[Collected data entries]
· · · ·

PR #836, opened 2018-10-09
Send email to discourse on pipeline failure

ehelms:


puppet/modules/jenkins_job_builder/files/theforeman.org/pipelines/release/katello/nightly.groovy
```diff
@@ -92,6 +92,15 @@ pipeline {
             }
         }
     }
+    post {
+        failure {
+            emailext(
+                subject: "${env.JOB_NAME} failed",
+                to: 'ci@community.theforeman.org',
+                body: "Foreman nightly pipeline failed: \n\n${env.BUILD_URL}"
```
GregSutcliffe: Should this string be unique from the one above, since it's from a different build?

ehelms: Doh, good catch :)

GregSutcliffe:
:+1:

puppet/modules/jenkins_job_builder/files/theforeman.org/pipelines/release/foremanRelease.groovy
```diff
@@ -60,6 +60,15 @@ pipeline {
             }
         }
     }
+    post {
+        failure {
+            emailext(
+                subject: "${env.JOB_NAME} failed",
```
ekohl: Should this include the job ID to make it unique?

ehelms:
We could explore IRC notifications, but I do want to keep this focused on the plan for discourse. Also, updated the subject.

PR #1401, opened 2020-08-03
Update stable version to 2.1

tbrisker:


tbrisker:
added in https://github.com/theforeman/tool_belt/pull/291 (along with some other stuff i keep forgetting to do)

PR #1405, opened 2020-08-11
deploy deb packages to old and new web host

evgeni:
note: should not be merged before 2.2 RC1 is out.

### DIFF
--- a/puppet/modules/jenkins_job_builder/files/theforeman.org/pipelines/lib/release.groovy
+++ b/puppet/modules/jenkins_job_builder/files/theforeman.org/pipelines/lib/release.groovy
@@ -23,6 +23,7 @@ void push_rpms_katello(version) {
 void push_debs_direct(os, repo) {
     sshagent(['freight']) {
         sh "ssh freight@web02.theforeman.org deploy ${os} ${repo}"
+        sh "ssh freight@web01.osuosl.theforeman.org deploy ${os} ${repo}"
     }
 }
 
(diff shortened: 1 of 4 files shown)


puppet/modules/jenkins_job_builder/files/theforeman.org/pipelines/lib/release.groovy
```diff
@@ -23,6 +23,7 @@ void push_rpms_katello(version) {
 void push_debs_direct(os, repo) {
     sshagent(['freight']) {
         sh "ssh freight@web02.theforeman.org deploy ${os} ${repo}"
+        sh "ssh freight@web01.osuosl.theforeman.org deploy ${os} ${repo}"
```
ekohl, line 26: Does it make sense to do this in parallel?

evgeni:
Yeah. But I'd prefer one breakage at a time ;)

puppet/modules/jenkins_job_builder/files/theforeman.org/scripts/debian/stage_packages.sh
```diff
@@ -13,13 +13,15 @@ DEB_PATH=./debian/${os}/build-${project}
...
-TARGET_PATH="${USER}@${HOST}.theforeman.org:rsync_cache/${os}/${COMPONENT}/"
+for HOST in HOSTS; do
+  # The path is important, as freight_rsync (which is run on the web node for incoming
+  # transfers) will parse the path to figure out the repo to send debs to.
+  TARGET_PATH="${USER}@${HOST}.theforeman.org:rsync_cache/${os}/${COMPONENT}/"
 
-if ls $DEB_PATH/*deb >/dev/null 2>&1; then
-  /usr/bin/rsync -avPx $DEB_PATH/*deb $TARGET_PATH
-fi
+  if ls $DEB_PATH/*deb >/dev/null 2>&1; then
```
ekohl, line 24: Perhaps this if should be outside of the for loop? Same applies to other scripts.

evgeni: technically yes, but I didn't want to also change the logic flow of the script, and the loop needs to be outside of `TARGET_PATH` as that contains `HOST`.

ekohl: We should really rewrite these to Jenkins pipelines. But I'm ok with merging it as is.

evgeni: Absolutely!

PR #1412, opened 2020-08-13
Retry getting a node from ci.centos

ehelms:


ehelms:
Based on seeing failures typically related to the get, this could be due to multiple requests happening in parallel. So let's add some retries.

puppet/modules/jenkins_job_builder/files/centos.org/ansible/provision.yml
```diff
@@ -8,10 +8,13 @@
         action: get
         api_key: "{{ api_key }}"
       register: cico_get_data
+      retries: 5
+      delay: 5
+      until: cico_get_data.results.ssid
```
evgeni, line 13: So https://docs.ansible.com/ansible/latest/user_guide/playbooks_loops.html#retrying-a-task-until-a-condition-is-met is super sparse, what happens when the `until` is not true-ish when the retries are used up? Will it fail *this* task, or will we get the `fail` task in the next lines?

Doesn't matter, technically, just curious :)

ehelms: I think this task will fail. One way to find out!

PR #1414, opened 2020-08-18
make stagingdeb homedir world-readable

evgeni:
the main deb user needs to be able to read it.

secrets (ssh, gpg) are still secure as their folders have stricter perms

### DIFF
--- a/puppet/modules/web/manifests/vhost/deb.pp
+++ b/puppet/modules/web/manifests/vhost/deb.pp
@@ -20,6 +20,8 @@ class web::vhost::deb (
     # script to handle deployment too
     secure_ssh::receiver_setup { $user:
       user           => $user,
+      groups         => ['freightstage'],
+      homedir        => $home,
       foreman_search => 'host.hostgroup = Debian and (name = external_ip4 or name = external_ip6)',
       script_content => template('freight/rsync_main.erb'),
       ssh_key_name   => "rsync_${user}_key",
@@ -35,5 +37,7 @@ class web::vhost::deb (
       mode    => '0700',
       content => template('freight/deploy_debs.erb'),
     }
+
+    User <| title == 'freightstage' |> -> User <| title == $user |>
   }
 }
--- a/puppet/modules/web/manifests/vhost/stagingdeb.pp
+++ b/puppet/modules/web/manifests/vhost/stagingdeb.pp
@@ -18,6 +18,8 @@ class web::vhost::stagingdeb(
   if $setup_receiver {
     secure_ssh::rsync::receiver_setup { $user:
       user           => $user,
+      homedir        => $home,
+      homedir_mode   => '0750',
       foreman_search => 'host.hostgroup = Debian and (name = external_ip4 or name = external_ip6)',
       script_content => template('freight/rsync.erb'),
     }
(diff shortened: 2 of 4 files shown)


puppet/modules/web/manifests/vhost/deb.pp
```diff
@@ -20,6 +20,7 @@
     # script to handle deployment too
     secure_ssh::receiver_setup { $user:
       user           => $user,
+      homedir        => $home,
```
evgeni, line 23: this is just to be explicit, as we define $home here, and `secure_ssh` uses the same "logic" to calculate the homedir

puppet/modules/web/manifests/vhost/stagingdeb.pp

· · · ·

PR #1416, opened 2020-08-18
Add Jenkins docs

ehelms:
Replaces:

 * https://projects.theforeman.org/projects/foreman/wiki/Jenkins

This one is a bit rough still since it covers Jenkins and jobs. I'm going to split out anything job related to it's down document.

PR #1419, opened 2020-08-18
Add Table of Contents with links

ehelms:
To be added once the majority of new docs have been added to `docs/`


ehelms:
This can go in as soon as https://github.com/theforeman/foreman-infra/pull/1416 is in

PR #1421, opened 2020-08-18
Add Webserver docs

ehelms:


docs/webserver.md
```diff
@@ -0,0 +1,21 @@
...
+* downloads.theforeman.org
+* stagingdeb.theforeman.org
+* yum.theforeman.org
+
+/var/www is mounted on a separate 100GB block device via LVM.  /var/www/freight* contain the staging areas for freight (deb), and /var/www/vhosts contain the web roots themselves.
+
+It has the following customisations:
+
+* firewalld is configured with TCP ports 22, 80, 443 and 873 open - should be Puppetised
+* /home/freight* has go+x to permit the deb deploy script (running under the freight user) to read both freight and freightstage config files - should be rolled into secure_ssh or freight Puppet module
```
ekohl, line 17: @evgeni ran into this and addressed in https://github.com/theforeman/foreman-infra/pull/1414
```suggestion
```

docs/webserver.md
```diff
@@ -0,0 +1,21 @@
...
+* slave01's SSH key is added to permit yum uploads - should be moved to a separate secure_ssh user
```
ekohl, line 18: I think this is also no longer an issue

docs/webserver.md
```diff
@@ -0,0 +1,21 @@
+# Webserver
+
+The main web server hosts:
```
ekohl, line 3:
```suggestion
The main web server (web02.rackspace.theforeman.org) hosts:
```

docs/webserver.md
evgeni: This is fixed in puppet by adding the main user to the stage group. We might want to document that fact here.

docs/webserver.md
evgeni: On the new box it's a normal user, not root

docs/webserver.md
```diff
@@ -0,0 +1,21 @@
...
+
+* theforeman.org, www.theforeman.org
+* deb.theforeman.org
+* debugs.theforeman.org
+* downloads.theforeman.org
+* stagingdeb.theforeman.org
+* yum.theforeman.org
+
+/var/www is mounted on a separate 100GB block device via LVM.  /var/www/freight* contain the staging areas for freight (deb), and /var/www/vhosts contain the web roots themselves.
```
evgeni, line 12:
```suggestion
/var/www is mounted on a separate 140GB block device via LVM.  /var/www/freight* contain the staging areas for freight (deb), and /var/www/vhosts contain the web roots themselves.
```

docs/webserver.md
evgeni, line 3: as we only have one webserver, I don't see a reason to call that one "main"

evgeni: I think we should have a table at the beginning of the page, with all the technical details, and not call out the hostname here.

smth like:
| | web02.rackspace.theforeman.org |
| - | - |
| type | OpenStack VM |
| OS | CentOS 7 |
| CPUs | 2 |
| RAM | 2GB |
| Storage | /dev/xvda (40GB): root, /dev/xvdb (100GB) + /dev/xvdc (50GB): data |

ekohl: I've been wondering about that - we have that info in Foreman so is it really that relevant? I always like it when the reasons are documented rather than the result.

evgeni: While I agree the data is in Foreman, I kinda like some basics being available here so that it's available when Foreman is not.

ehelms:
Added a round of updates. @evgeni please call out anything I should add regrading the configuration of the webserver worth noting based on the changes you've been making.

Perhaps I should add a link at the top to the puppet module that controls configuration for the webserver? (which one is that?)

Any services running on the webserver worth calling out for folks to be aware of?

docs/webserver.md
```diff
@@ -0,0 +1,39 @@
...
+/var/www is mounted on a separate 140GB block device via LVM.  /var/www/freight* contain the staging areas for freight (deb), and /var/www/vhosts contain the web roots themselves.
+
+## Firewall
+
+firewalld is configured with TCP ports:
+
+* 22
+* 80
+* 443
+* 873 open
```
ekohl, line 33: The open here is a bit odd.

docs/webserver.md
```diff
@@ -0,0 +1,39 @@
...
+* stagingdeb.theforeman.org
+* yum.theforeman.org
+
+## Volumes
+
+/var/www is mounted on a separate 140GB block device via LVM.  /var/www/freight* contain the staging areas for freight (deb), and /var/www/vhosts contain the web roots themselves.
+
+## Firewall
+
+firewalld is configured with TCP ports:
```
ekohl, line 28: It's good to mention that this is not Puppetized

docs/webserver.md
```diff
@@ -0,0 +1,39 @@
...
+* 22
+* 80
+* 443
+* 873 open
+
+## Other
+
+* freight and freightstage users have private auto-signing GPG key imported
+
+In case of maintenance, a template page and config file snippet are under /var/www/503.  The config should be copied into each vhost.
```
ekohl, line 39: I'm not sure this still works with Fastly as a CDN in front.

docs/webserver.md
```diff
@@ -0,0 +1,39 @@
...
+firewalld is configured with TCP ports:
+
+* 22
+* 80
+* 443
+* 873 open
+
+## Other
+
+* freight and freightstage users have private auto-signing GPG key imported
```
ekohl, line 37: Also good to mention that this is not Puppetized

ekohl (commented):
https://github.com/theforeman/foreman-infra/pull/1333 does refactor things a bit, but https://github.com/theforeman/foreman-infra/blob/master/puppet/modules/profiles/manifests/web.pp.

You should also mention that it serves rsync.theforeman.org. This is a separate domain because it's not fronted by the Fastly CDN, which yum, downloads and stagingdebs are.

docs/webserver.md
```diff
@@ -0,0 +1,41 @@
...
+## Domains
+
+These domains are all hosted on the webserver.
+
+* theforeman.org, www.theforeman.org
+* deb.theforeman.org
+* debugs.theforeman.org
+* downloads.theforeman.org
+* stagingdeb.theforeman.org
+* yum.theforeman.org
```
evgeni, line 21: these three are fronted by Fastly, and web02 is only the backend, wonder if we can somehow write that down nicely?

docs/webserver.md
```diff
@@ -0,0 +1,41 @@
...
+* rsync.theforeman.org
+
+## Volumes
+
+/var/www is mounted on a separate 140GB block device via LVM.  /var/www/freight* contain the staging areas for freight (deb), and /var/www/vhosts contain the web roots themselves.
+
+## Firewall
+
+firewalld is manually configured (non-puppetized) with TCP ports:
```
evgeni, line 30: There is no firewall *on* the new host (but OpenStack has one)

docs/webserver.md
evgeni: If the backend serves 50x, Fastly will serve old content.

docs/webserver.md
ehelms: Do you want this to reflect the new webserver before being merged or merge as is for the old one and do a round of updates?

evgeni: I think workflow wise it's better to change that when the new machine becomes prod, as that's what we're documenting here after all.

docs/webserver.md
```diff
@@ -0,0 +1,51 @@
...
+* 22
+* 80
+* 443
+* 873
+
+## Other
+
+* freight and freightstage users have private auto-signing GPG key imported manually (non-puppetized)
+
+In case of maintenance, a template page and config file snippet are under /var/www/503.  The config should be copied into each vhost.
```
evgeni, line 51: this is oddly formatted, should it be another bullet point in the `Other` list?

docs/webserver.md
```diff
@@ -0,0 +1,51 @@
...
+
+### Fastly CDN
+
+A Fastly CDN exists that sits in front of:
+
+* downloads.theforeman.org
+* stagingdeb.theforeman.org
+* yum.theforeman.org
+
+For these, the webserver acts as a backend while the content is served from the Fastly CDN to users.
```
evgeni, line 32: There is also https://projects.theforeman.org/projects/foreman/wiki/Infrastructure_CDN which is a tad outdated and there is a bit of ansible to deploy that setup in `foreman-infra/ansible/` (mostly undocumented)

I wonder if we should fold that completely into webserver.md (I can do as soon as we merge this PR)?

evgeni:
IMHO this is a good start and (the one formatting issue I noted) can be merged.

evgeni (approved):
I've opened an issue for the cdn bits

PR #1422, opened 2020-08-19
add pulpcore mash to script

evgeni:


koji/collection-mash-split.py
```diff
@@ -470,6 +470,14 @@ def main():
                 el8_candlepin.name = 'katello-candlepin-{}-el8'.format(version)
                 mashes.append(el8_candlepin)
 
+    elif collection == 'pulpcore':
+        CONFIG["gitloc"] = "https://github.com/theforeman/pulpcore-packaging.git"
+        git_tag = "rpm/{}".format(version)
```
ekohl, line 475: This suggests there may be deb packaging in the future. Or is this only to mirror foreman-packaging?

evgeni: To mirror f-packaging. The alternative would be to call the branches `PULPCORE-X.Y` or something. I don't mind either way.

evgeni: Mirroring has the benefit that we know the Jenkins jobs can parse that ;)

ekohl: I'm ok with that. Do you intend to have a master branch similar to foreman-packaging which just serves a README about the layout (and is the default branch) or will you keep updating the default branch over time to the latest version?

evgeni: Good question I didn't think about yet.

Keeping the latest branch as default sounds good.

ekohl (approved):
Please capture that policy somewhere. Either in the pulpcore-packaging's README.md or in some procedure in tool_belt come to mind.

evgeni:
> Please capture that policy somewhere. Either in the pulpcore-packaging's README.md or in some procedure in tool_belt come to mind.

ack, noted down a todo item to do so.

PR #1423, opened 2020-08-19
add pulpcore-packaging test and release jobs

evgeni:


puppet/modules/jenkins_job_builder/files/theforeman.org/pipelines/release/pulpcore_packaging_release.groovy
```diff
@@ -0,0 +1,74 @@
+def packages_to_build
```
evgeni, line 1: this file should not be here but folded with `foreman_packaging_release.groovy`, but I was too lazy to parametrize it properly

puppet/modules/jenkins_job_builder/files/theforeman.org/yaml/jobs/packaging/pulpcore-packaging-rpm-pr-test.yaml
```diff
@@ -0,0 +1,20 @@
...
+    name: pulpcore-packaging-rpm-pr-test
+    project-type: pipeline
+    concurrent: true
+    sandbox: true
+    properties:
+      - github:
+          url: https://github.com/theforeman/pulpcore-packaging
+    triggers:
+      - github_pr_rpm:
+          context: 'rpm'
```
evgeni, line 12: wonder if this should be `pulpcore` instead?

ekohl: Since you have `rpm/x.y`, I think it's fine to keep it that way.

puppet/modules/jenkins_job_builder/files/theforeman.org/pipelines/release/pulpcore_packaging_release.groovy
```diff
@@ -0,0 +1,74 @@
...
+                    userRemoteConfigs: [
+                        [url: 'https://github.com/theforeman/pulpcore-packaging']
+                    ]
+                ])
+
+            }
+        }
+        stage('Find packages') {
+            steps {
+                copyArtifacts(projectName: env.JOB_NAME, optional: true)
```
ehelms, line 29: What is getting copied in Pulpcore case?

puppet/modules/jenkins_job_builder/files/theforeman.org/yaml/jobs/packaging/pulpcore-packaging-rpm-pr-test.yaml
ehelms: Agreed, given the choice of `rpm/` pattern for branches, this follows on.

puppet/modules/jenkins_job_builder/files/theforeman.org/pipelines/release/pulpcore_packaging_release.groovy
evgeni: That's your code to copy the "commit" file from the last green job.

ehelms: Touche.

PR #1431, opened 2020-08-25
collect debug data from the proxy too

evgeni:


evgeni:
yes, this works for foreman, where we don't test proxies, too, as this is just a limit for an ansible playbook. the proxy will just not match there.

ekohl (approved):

· · · ·

EXERCISE REQUIREMENTS
Starting with the line with "PR #836, opened 2018-10-09" above and going on through the line with "(diff shortened: 1 of 4 files shown)", transcribe every line exactly, both ends included, and add nothing.

COMPLETED TASK
PR #836, opened 2018-10-09
Send email to discourse on pipeline failure

ehelms:


puppet/modules/jenkins_job_builder/files/theforeman.org/pipelines/release/katello/nightly.groovy
```diff
@@ -92,6 +92,15 @@ pipeline {
             }
         }
     }
+    post {
+        failure {
+            emailext(
+                subject: "${env.JOB_NAME} failed",
+                to: 'ci@community.theforeman.org',
+                body: "Foreman nightly pipeline failed: \n\n${env.BUILD_URL}"
```
GregSutcliffe: Should this string be unique from the one above, since it's from a different build?

ehelms: Doh, good catch :)

GregSutcliffe:
:+1:

puppet/modules/jenkins_job_builder/files/theforeman.org/pipelines/release/foremanRelease.groovy
```diff
@@ -60,6 +60,15 @@ pipeline {
             }
         }
     }
+    post {
+        failure {
+            emailext(
+                subject: "${env.JOB_NAME} failed",
```
ekohl: Should this include the job ID to make it unique?

ehelms:
We could explore IRC notifications, but I do want to keep this focused on the plan for discourse. Also, updated the subject.

PR #1401, opened 2020-08-03
Update stable version to 2.1

tbrisker:


tbrisker:
added in https://github.com/theforeman/tool_belt/pull/291 (along with some other stuff i keep forgetting to do)

PR #1405, opened 2020-08-11
deploy deb packages to old and new web host

evgeni:
note: should not be merged before 2.2 RC1 is out.

### DIFF
--- a/puppet/modules/jenkins_job_builder/files/theforeman.org/pipelines/lib/release.groovy
+++ b/puppet/modules/jenkins_job_builder/files/theforeman.org/pipelines/lib/release.groovy
@@ -23,6 +23,7 @@ void push_rpms_katello(version) {
 void push_debs_direct(os, repo) {
     sshagent(['freight']) {
         sh "ssh freight@web02.theforeman.org deploy ${os} ${repo}"
+        sh "ssh freight@web01.osuosl.theforeman.org deploy ${os} ${repo}"
     }
 }
 
(diff shortened: 1 of 4 files shown)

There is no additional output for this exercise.